By Abed Khooli
There are three connected topics in this short article and they are equally important. Instead of writing a detailed coverage of each, I decided to address them together to underline their interrelation and stress the importance of using them in the right context. Of course, development is the final goal, data journalism is the process and open data is a major ingredient.
Despite its recent rise to the surface, data journalism is not new. One can trace it back to cave drawings in the early ages (for example, how many deer we hunted), but it is practical to say that the pre-cursors of data journalism predated the computer age. According to Simon Rogers (data journalist, now with Google), the Guardian had elements of data journalism as early as 1821. However, it was in the second half of the 20th century that computer assisted reporting (CAR) and data journalism started to take steady steps towards its current shape. Whether it was for predicting American elections results or working on investigative journalism, the availability of affordable computational resources (storage, computing and communication) made it possible and practical for journalists to acquire, analyze, visualize and publish data stories.
So, data journalism is basically turning raw data (numbers, texts, images, voice and video) into attractive and user-friendly stories. This is usually done by collecting raw data, cleaning data sets, performing statistical analysis and; modeling and visualizing results (charts, timelines, maps and infographics). Some outputs may even turn into news applications like Propublica, FiveThirtyEight (US elections) and Liveuamap (open data map of conflicts). Summarizing heaps of data in a few numbers and a graph or finding correlations and discovering stories (by ‘interviewing’ data) reveals insights and help readers and viewers understand the news and take decisions based on real evidence.

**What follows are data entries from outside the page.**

PR #398, opened 2015-05-06
show commands that are being executed

grosser:
@zendesk/runway @steved 

Before:
screen shot 2015-05-06 at 11 21 06 am

After:
screen shot 2015-05-06 at 11 42 28 am

### DIFF
--- a/app/models/git_repository.rb
+++ b/app/models/git_repository.rb
@@ -12,7 +12,7 @@ class GitRepository
   end
 
   def setup!(executor, temp_dir, git_reference)
-    executor.output.write("Beginning git repo setup\n")
+    executor.output.write("# Beginning git repo setup\n")
     return false unless clone!(executor: executor, from: repository_url, to: repo_cache_dir, mirror: true) unless locally_cached?
     return false unless update!(executor: executor)
     return false unless clone!(executor: executor, from: repo_cache_dir, to: temp_dir)
--- a/app/models/job_execution.rb
+++ b/app/models/job_execution.rb
@@ -17,7 +17,7 @@ class JobExecution
 
   def initialize(reference, job)
     @output = OutputBuffer.new
-    @executor = TerminalExecutor.new(@output)
+    @executor = TerminalExecutor.new(@output, verbose: true)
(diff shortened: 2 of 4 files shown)


steved:
I still don't think it's necessary

grosser:
I think the advantages are:
 - can see where output came from with multiple debug statements
 - can see what failed when having the same command twice
 - easy to track down where extra warnings etc came from
 - less if/then/retval command injection
 - easier to correlate log output with deploy script you see in stage show/edit

and disadvantages:
 - more output / more noise

steved:
These are all debugging tools, on a daily basis no one cares about any of this. Maybe just add it to the log you can download.

grosser:
I look at the logs when something failed and getting instant feedback would
be great then. In the 99% case it is cap failing so the command won't be in
the way anyway since it's 100 lines above the failure cause, but for the 1%
case of just doing a new setup / setup failing having the commands is
helpful for debugging.


On Wed, May 6, 2015 at 11:44 AM, Steven Davidovitz <notifications@github.com

gabetax:
:+1: for me. I've frequently wanted this output immediately available when debugging failed builds or changes to the deployment scripts. It's not a significant amount of extra text in the output, and I don't think it would be obvious to check a separate downloadable log of it. Plus, we could build in output folding like travis has.

henders:
:+1:  for me too as I've often wondered what cmd generated which output during more complicated scripts, e.g. which conditional branch cmds were executed.

jonmoter:
Couldn't you just add a `set -x` command at the top if verbose == true?

henders:
+1 to the set -x idea, a bit more standard!

grosser:
I picked -x since it gives us '+ command' vs just 'command' from -v

grosser:
meh ... -x is just `+command` on unix vs `+ command` on mac ...

grosser:
-x and -v also make all subcommands log their commands which gets super messy ... reverted to the echo method

grosser:
confirmed on staging, looks good :)

jonmoter:
:+1:

PR #402, opened 2015-05-08
fix "JIRA Issues" tab on deploy details page

jonmoter:
clicking on the tab wasn't making an AJAX call to load the changeset

/cc @zendesk/runway


henders:
:+1:

PR #403, opened 2015-05-08
Pass Deploy_groups into Deploy script for use.

henders:
To further the integration of deploy groups, this passes down the list of affected deploy_groups in an environment variable $DEPLOY_GROUPS so the script can access it.

screen shot 2015-05-08 at 15 05 18

----------------------

pod1_deploy__succeeded__-_project0

### References
 - Jira link:

### Risks
 - None

### DIFF
--- a/app/models/job_execution.rb
+++ b/app/models/job_execution.rb
@@ -101,28 +101,19 @@ class JobExecution
 
     FileUtils.mkdir_p(artifact_cache_dir)
     @output.write("\n# Executing deploy\n")
+    @output.write("# Deploy URL: #{@job.deploy.url}\n") if @job.deploy
 
-    commands = [
-      "export DEPLOYER=#{@job.user.email.shellescape}",
-      "export DEPLOYER_EMAIL=#{@job.user.email.shellescape}",
-      "export DEPLOYER_NAME=#{@job.user.name.shellescape}",
-      "export REVISION=#{@reference.shellescape}",
-      "export TAG=#{(@job.tag || @job.commit).to_s.shellescape}",
-      "export CACHE_DIR=#{artifact_cache_dir}",
-      "cd #{dir}",
-      *@job.commands
-    ]
-
+    cmds = commands(dir)
     payload = {
       stage: (stage.try(:name) || "none"),
       project: @job.project.name,
-      command: commands.join("\n")
+      command: cmds.join("\n")
     }
 
     ActiveRecord::Base.clear_active_connections!
 
     ActiveSupport::Notifications.instrument("execute_shell.samson", payload) do
-      payload[:success] = @executor.execute!(*commands)
+      payload[:success] = @executor.execute!(*cmds)
     end
   end
 
@@ -140,6 +131,23 @@ class JobExecution
       @output.write("Could not get exclusive lock on repo. Maybe another stage is being deployed.\n")
       false
     end
+  end
+
+  def commands(dir)
+    commands = [
+      "export DEPLOYER=#{@job.user.email.shellescape}",
+      "export DEPLOYER_EMAIL=#{@job.user.email.shellescape}",
+      "export DEPLOYER_NAME=#{@job.user.name.shellescape}",
+      "export REVISION=#{@reference.shellescape}",
+      "export TAG=#{(@job.tag || @job.commit).to_s.shellescape}",
+      "export CACHE_DIR=#{artifact_cache_dir}",
+      "cd #{dir}",
+      *@job.commands
+    ]
+    if @stage && group_names = @stage.deploy_groups.pluck(:name).sort.map!(&:shellescape).join(" ")
+      commands.unshift("export DEPLOY_GROUPS='#{group_names}'") if group_names.presence
+    end
+    commands
   end
 
   def artifact_cache_dir
--- a/test/models/job_execution_test.rb
+++ b/test/models/job_execution_test.rb
@@ -4,12 +4,15 @@ describe JobExecution do
 
   let(:repository_url) { Dir.mktmpdir }
   let(:repo_dir) { File.join(GitRepository.cached_repos_dir, project.repository_directory) }
+  let(:pod1) { deploy_groups(:pod1) }
+  let(:pod2) { deploy_groups(:pod2) }
+  let(:deploy_group_hack) { DeployGroup.create!(name: ';|sudo make-sandwich /', environment: pod1.environment) }
   let(:project) { Project.create!(name: 'duck', repository_url: repository_url) }
-  let(:stage) { Stage.create!(name: 'stage4', project: project) }
+  let(:stage) { Stage.create!(name: 'stage4', project: project, deploy_groups: [pod1, pod2, deploy_group_hack]) }
   let(:user) { User.create!(name: 'test') }
   let(:job) { project.jobs.create!(command: 'cat foo', user: user, project: project) }
   let(:execution) { JobExecution.new('master', job) }
-  let(:deploy) { Deploy.create!(stage: stage, job: job, reference: 'masterCADF') }
+  let(:deploy) { Deploy.create!(stage: stage, job: job, reference: 'master') }
 
   before do
     Project.any_instance.stubs(:valid_repository_url).returns(true)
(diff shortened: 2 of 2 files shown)


grosser:
don't they need to be lowercase to be used in cap ?

app/models/job_execution.rb
```diff
@@ -101,6 +101,7 @@ def execute!(dir)
 
     FileUtils.mkdir_p(artifact_cache_dir)
     @output.write("Executing deploy\n")
+    @output.write("Deploy URL: #{@job.deploy.url}\n") if @job.deploy
```
grosser: Isn't the log only shown on the deploy page anyway ?

app/models/job_execution.rb
```diff
@@ -109,6 +110,7 @@ def execute!(dir)
       "export REVISION=#{@reference.shellescape}",
       "export TAG=#{(@job.tag || @job.commit).to_s.shellescape}",
       "export CACHE_DIR=#{artifact_cache_dir}",
+      "export DEPLOY_GROUPS='#{@stage.deploy_groups.map(&:name).join(' ') if @stage}'",
```
grosser: setting an empty set would be a little bit of clutter for non-deploy-grouped deploys
->

```Ruby
xxx = []
if @stage && deploy_groups = @stage.deploy_groups.map(&:name).join(' ').presence
  xxx << "export DEPLOY_GROUPS='#{deploy_groups}'"
end
```

grosser:
:+1: except for the also exporting empty

henders:
@grosser , yes, but I figure the script can take care of lowercasing them. Didn't want to change the case if someone else besides Zendesk needs it to exact match the DeployGroup name.

So they would use:
```
PODS = `echo $DEPLOY_GROUPS | | awk '{print tolower($0)}'`
cap $PODS deploy
```

app/models/job_execution.rb
henders: Yea, @pswadi-zendesk requested this for auditing purposes in the runway flow!

grosser:
hmm technically more correct, but a bit messy ... we can just change our deploy groups to be lowercase I guess.

app/models/job_execution.rb
sandlerr: probably also want to shell escape these. Not sure what would happen if they had a space or single quote

henders: Good point! I'll do that.

jonmoter:
Hey @henders, can you remind me of the use case for this? I know we spoke about it at some point, but I've forgotten how this will be used.

henders:
@jonmoter 
It's integrating DeployGroup functionality further into Samson. At the moment it's just visual fluff, but this change allows the stage to just do 'cap $DEPLOY_GROUPS deploy' instead of enumerating the deploy groups manually when they've already ticked the appropriate deploy group boxes.

henders:
@zendesk/runway @grosser 
Looking for another +1 on this since I refactored some code which still looks a bit off.

test/models/job_execution_test.rb
```diff
@@ -125,6 +127,15 @@
     lines.must_include "TAG=v1"
   end
 
+  it 'exports deploy_group information if deploy groups present' do
+    job.update(command: 'env')
+    job.deploy = deploy
+    execute_job
+    lines = job.output.split "\n"
+    lines.must_include "# Deploy URL: #{deploy.url}"
+    lines.must_include "DEPLOY_GROUPS=Pod1 Pod2"
```
jonmoter: Shouldn't there be single-quotes surrounding "Pod1 Pod2"?

app/models/job_execution.rb
```diff
@@ -101,28 +101,18 @@ def execute!(dir)
...
-      "cd #{dir}",
-      *@job.commands
-    ]
+    @output.write("# Deploy URL: #{@job.deploy.url}\n") if @job.deploy
 
     payload = {
       stage: (stage.try(:name) || "none"),
       project: @job.project.name,
-      command: commands.join("\n")
+      command: commands(dir).join("\n")
```
grosser: hmm calling commands twice is a bit strange ... maybe store it in some local variable ?

grosser: yeah ... it's cached but has an argument ... that smells like trouble :)
-> no cache but store as local variable

app/models/job_execution.rb
```diff
@@ -142,6 +132,25 @@ def setup!(dir)
...
+        "export DEPLOYER=#{@job.user.email.shellescape}",
+        "export DEPLOYER_EMAIL=#{@job.user.email.shellescape}",
+        "export DEPLOYER_NAME=#{@job.user.name.shellescape}",
+        "export REVISION=#{@reference.shellescape}",
+        "export TAG=#{(@job.tag || @job.commit).to_s.shellescape}",
+        "export CACHE_DIR=#{artifact_cache_dir}",
+        "cd #{dir}",
+        *@job.commands
+      ]
+      if @stage && @stage.deploy_groups.count > 0
```
grosser: saving an extra query and map! for a bit of performance win:
`if @stage && group_names = @stage.deploy_groups.pluck(:name).map!(&:shellescape).join(" ")`

app/models/job_execution.rb
```diff
@@ -142,6 +132,25 @@ def setup!(dir)
...
+        commands.insert(0, "export DEPLOY_GROUPS='#{@stage.deploy_groups.map(&:name).map(&:shellescape).join(' ')}'")
```
grosser: FYI insert 0 == unshift

test/models/job_execution_test.rb
```diff
@@ -125,6 +127,15 @@
...
+  end
+
```
grosser: a test shellescape ?

grosser: test for not having deploy groups -> no DEPLOY_GROUPS set

grosser:
we'll have to change our names deploy group names to lowercase to be able to use them with cap then or lowercase them in cap ?

gabetax:
We could leave it to the command to do any translation necessary: http://stackoverflow.com/a/2264537/119479 - janky, but flexible.

Alternatively, we could introduce this concept within the `HostGroup` model as a value that can be explicitly defined.

grosser:
meh just renaming them seems easier :)

test/models/job_execution_test.rb
henders: This is matching against the output of 'env' which won't have the quotes in them.

henders:
@grosser - addressed comments!

app/models/job_execution.rb
henders: Ah, thanks! :)

app/models/job_execution.rb
henders: Yea, good call... wasn't liking this smell.

app/models/job_execution.rb
```diff
@@ -142,6 +133,23 @@ def setup!(dir)
...
+      "export DEPLOYER=#{@job.user.email.shellescape}",
+      "export DEPLOYER_EMAIL=#{@job.user.email.shellescape}",
+      "export DEPLOYER_NAME=#{@job.user.name.shellescape}",
+      "export REVISION=#{@reference.shellescape}",
+      "export TAG=#{(@job.tag || @job.commit).to_s.shellescape}",
+      "export CACHE_DIR=#{artifact_cache_dir}",
+      "cd #{dir}",
+      *@job.commands
+    ]
+    if @stage && group_names = @stage.deploy_groups.pluck(:name).map!(&:shellescape).join(" ")
```
grosser: `.presence` or it will assign an empty string when empty

test/models/job_execution_test.rb
```diff
@@ -123,6 +126,16 @@
...
+    job.output.wont_include "DEPLOY_GROUPS"
+  end
+
+  it 'exports deploy_group information if deploy groups present' do
+    job.update(command: 'env | sort')
+    job.deploy = deploy
+    execute_job
+    lines = job.output.split "\n"
+    lines.must_include "# Deploy URL: #{deploy.url}"
+    lines.must_include 'DEPLOY_GROUPS=\;\|sudo\ make-sandwich\ / Pod1 Pod2'
```
grosser: a `it "does not add deploy group if deploy groups are missing"` would be nice :)

grosser:
:+1:

PR #406, opened 2015-05-12
[WIP] add per-project user permissions [RUN-117]

jonmoter:
add ability to grant users admin-level permissions to a single project, rather than globally.
so far I've updated the database and models.

TODO:
- [ ] UI to show/add/remove user permissions on Project Settings page
- [ ] UI to show/add/remove project permissions on Users admin page

### References
 - Jira link: https://zendesk.atlassian.net/browse/RUN-117

### Risks
 - Change in behavior in permissions code; confirm we haven't added any security holes.

### DIFF
--- a/app/models/concerns/permalinkable.rb
+++ b/app/models/concerns/permalinkable.rb
@@ -10,6 +10,12 @@ module Permalinkable
   module ClassMethods
     def find_by_param!(param)
       find_by_permalink!(param)
+    rescue ActiveRecord::RecordNotFound
+      if param =~ /^\d+$/
+        find_by_id!(param)
+      else
+        raise
+      end
     end
   end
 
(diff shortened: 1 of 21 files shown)


app/models/concerns/permalinkable.rb
```diff
@@ -10,6 +10,12 @@ module Permalinkable
   module ClassMethods
     def find_by_param!(param)
       find_by_permalink!(param)
+    rescue ActiveRecord::RecordNotFound
```
grosser: we can just call find_by_id for models that have a id-permalink otherwise you might up in weird places where a stage is named just 1 ... or I guess disallow all number permalinks ...

henders:
How were you envisioning the UI component of the permissions? Overhaul the current user-perms page?

jonmoter:
I haven't thought it through really fully.  We'd probably want to have an `admin/users#show` action where you could look at a single user, see a list of all the projects they have permissions to, and add/remove/change the permissions there.

We'd also want to have a tab/setting on the Project Settings page that shows users who have special permissions on that project, and the ability to add/remove/change users there.

jonmoter:
Closing this PR in favor of #560.

PR #407, opened 2015-05-12
fix sporadic runtime errors seen in production due to MRI bug

jonmoter:
see explanation at https://github.com/puma/puma/issues/647
example error: https://zendesk.airbrake.io/projects/95346/groups/1338411361327591219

Journalists are usually good at extracting information for various sources. Data collection is not very different, but unlike information, data is stored differently and it takes some extra effort to acquire and manipulate. If we know that most of the raw data at the center of focus of the community is gathered or generated by government agencies, the value of open data becomes obvious. Open data must be free to use, accessible, complete, timely and usable. As such, data journalism is not only a business model in itself, but it helps with data literacy and awareness of the data driven innovation on the road to entrepreneurship and economic development.
Data verification and data ethics are at the core of data journalism work. Although the numbers don’t lie, sources may do either intentionally or as a result of human error. Data is not taken at face value and a set of verification tools and techniques are implemented during the data journalism process. As a valuable asset, data is handled with care – data ethics. Data protection and personal privacy are two basic foundations of data journalism. And, this applies to open data as well (no personal data is released in the public).
In MENA, data journalism and open data are new to most Arab countries. Awareness and capacity building are essential to transform traditional journalism and encourage governments to adopt and execute true open data policies. Part of the IDRC project on data driven innovation, the Center for Continuing Education at Birzeit University is implementing the first data journalism training in Palestine in October, 2016. Unlike the upcoming data science training, data journalism will be offered in Arabic and will cover the standard process in addition to data verification and data ethics as well as the business case. We look forward to see some impact by next year.